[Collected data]
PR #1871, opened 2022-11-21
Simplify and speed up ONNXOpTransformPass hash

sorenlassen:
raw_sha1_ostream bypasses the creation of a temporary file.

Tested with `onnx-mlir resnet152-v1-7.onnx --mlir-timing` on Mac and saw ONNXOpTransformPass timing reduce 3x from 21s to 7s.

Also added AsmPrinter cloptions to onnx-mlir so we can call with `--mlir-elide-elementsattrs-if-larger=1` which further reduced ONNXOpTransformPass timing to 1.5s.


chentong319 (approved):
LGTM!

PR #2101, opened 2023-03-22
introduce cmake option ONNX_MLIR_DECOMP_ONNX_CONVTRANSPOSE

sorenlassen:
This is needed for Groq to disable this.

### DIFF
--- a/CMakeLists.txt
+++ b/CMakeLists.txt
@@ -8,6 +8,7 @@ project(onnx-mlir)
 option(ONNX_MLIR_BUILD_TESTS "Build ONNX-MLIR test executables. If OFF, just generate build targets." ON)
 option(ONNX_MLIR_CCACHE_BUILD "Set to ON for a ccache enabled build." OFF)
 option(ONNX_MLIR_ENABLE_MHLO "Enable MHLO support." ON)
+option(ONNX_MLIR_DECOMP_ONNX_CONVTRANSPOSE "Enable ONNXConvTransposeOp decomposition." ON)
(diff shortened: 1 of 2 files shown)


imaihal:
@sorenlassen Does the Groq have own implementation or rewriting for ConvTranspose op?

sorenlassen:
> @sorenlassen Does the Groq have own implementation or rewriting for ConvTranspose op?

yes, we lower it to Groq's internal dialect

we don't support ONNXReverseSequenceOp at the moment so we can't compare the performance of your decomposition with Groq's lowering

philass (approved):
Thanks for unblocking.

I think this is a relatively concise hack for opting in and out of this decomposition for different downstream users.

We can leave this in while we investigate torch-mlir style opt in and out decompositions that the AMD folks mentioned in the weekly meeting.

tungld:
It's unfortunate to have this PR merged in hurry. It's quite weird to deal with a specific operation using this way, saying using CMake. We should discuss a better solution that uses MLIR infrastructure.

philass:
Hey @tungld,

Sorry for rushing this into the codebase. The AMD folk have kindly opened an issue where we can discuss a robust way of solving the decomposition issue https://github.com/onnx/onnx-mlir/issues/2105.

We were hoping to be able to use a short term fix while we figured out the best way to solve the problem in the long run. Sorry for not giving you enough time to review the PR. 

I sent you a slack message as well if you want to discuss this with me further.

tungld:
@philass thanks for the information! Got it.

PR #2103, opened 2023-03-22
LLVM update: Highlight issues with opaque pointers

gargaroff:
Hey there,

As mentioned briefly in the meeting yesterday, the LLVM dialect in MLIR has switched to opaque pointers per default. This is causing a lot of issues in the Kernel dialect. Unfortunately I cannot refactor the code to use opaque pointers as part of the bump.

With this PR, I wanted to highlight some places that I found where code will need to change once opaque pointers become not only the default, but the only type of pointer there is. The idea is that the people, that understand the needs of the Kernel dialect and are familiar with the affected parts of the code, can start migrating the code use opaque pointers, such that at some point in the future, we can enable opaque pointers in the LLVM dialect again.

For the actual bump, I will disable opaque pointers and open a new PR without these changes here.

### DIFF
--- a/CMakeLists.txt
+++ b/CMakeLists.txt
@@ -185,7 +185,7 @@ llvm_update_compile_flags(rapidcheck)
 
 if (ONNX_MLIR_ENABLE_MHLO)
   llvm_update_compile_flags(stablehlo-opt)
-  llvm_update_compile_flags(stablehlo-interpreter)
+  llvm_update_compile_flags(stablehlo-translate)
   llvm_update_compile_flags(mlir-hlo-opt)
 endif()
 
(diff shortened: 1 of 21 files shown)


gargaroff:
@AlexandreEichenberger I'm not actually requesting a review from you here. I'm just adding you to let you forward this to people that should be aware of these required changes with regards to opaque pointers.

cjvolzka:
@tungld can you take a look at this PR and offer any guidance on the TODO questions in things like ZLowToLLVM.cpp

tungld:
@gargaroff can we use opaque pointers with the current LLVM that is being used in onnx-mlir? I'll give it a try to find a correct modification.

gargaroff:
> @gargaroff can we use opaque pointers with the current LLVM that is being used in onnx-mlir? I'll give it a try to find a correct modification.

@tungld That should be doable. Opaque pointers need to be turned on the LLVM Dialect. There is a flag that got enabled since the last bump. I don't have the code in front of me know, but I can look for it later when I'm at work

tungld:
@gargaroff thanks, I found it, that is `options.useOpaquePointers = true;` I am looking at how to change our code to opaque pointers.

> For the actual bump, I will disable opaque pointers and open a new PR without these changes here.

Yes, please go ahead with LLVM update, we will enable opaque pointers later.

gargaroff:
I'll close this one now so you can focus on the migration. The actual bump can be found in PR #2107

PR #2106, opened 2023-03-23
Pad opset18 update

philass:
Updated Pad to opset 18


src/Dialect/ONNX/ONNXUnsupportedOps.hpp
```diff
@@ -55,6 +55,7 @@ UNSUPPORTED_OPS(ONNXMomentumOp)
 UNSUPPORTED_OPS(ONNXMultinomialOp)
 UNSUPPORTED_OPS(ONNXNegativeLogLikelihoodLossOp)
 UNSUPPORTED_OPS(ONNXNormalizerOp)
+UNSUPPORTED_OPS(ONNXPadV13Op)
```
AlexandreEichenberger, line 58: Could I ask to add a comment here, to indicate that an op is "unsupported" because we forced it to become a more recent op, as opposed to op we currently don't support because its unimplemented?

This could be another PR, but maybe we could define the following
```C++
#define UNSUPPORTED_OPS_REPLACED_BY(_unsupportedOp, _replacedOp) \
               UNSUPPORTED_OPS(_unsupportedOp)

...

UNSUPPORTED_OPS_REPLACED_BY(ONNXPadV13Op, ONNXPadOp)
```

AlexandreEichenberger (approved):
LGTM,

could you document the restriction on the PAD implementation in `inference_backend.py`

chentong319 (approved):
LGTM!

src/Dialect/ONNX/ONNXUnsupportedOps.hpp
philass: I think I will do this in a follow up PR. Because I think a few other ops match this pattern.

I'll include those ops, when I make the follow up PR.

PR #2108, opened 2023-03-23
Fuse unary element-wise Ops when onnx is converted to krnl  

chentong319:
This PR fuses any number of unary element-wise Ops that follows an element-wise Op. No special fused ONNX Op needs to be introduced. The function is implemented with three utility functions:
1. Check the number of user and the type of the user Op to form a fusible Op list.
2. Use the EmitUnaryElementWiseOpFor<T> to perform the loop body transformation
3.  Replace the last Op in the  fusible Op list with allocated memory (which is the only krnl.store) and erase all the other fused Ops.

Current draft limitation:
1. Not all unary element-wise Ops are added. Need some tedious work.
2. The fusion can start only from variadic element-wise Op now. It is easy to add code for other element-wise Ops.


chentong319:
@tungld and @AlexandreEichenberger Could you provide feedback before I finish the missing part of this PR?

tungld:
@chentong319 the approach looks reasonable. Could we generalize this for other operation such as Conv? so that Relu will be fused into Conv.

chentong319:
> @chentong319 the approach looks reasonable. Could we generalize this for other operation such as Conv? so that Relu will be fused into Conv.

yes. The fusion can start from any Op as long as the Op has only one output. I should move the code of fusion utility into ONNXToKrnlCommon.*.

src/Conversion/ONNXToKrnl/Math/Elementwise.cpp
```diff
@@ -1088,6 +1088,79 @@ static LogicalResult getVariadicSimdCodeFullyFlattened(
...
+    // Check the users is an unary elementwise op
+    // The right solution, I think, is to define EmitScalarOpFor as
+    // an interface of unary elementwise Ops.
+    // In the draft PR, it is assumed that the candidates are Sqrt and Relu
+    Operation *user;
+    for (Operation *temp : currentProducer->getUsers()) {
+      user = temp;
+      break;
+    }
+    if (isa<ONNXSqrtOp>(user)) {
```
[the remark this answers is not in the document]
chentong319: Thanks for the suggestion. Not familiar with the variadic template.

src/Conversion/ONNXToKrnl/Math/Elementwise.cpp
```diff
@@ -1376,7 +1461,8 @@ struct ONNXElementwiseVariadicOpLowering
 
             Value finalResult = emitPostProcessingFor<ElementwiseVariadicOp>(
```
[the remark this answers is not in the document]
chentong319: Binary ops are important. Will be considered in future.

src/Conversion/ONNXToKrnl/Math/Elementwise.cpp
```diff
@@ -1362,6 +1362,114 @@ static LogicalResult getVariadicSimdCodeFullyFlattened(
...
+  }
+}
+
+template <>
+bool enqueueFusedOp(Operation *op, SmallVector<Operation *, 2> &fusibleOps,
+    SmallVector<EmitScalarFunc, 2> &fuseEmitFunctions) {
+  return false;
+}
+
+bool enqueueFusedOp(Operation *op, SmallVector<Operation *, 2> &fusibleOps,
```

* _EXERCISE DIRECTIONS_
Search the entries above for lines containing the word "type", and copy each one.

* _ANSWER FOR THIS EXERCISE_
With this PR, I wanted to highlight some places that I found where code will need to change once opaque pointers become not only the default, but the only type of pointer there is. The idea is that the people, that understand the needs of the Kernel dialect and are familiar with the affected parts of the code, can start migrating the code use opaque pointers, such that at some point in the future, we can enable opaque pointers in the LLVM dialect again.
1. Check the number of user and the type of the user Op to form a fusible Op list.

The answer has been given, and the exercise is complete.